Activity:
A verbatim copy of the entries is the required answer.

Extracted entries Start Marker

PR #1396, opened 2022-04-26
new View, Reset Playback Windows, check if PB window needed

coinzdude:
Hot key to remove all playback windows and reset to one. Also, instantiate a playback window if all are closed on play.


packages/selenium-ide/src/main/session/controllers/Windows/index.ts
```diff
@@ -187,18 +187,29 @@ export default class WindowsController {
...
+      if (!bw.closable) {
+        bw.closable = true
+      }
+      bw.close()
+    })
+
+    await this.close(playbackWindowName)
+    await this.open(playbackWindowName)
+    const playbackWindow = await this.get(playbackWindowName)
+    this.handlePlaybackWindow(playbackWindow)
```
toddtarsi: @coinzdude - This line is called as part of the open command if the name matches 'playback-window', so this line can go.

toddtarsi (approved):
LGTM 👍 Nice work!

PR #1402, opened 2022-05-02
Save and quit, allow for cancellation

toddtarsi:
Exposes a boolean within checkIfCurrentProjectChanged

If truthy, continue the action.
If falsy, abort.

Make load optionally handle null as its result shape instead of a new project
Expose quit as a manually instrumented menu function

Delete a commented out function


coinzdude (approved):
This all looks good to me!

PR #1405, opened 2022-05-02
Cleanup play

coinzdude:
reset playback windows on new play

PR #1406, opened 2022-05-02
Win quit fix

coinzdude:
Fix for last commit to allow resume and single command playback


toddtarsi:
This is the same code as https://github.com/SeleniumHQ/selenium-ide/pull/1405, but with a slightly different handler on play

PR #1408, opened 2022-05-03
Persist window

coinzdude:
Everything is working pretty well here, but I can't get the 'default' to return a value and I find I have to have a hard coded check for null and set a default.

Defaults are not returning for me here:
```
    size = storage.get<'windowSize'>('windowSize', [552, 664])
    position = storage.get<'windowPosition'>('windowPosition', [982, 20])
    if (!size[0]) size = [552, 664]
    if (!position[0]) position = [982, 20]
```


toddtarsi:
This feature is definitely in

Extracted entries End Marker

Solution for this task:
PR #1396, opened 2022-04-26
new View, Reset Playback Windows, check if PB window needed

coinzdude:
Hot key to remove all playback windows and reset to one. Also, instantiate a playback window if all are closed on play.


packages/selenium-ide/src/main/session/controllers/Windows/index.ts
```diff
@@ -187,18 +187,29 @@ export default class WindowsController {
...
+      if (!bw.closable) {
+        bw.closable = true
+      }
+      bw.close()
+    })
+
+    await this.close(playbackWindowName)
+    await this.open(playbackWindowName)
+    const playbackWindow = await this.get(playbackWindowName)
+    this.handlePlaybackWindow(playbackWindow)
```
toddtarsi: @coinzdude - This line is called as part of the open command if the name matches 'playback-window', so this line can go.

toddtarsi (approved):
LGTM 👍 Nice work!

PR #1402, opened 2022-05-02
Save and quit, allow for cancellation

toddtarsi:
Exposes a boolean within checkIfCurrentProjectChanged

If truthy, continue the action.
If falsy, abort.

Make load optionally handle null as its result shape instead of a new project
Expose quit as a manually instrumented menu function

Delete a commented out function


coinzdude (approved):
This all looks good to me!

PR #1405, opened 2022-05-02
Cleanup play

coinzdude:
reset playback windows on new play

PR #1406, opened 2022-05-02
Win quit fix

coinzdude:
Fix for last commit to allow resume and single command playback


toddtarsi:
This is the same code as https://github.com/SeleniumHQ/selenium-ide/pull/1405, but with a slightly different handler on play

PR #1408, opened 2022-05-03
Persist window

coinzdude:
Everything is working pretty well here, but I can't get the 'default' to return a value and I find I have to have a hard coded check for null and set a default.

Defaults are not returning for me here:
```
    size = storage.get<'windowSize'>('windowSize', [552, 664])
    position = storage.get<'windowPosition'>('windowPosition', [982, 20])
    if (!size[0]) size = [552, 664]
    if (!position[0]) position = [982, 20]
```


toddtarsi:
This feature is definitely in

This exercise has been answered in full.